[SUPPLIED RECORDS Boundary: Start]

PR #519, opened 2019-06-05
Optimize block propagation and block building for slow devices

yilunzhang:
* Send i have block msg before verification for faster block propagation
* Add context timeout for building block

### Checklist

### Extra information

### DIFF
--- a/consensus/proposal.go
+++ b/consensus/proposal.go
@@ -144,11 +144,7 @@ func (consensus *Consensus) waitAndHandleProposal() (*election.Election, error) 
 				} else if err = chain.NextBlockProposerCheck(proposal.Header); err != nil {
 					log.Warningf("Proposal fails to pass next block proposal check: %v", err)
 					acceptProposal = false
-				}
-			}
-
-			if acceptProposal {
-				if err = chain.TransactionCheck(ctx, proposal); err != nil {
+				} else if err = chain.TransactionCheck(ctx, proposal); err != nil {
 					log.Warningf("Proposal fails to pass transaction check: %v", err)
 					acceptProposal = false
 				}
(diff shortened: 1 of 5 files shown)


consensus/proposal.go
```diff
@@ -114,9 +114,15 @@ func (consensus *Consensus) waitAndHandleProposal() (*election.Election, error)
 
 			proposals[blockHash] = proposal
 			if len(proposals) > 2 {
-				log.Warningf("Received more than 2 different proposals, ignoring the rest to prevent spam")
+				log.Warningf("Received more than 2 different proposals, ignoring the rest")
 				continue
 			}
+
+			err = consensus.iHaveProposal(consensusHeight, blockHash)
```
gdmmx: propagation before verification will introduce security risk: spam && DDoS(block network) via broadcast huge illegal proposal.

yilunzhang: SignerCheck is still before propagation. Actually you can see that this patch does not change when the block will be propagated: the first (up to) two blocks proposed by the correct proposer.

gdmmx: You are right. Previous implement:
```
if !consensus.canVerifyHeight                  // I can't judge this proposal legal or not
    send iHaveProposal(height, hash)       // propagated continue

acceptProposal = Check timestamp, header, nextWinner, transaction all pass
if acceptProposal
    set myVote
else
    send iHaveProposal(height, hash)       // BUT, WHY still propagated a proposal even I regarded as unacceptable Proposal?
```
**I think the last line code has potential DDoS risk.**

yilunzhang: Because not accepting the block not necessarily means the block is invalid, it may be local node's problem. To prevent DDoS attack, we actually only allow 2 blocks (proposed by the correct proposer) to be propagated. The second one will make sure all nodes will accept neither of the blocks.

[SUPPLIED RECORDS Boundary: End]
[SUPPLIED RECORDS Boundary: Start]

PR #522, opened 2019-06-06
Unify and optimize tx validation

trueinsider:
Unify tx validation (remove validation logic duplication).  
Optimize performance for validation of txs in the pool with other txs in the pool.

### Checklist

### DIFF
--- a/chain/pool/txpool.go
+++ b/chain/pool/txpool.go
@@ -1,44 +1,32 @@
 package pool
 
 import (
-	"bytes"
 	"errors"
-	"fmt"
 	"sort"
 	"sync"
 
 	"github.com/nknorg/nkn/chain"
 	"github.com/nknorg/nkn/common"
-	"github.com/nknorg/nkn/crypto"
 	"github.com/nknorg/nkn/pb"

[SUPPLIED RECORDS Boundary: End]

**EXERCISE:** Find every line above where the word "this" occurs, and copy that line.

**SOLUTION:**
yilunzhang: SignerCheck is still before propagation. Actually you can see that this patch does not change when the block will be propagated: the first (up to) two blocks proposed by the correct proposer.
if !consensus.canVerifyHeight                  // I can't judge this proposal legal or not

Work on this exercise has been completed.